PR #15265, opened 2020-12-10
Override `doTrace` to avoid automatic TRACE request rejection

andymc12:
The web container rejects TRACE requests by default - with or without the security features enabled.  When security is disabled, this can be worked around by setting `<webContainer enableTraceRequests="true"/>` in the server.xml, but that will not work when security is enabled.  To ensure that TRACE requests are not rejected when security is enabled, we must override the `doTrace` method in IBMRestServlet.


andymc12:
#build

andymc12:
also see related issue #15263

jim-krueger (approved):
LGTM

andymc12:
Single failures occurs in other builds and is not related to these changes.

Work request:
List each line of the records that holds the string "related".

Your solution:
also see related issue #15263
Single failures occurs in other builds and is not related to these changes.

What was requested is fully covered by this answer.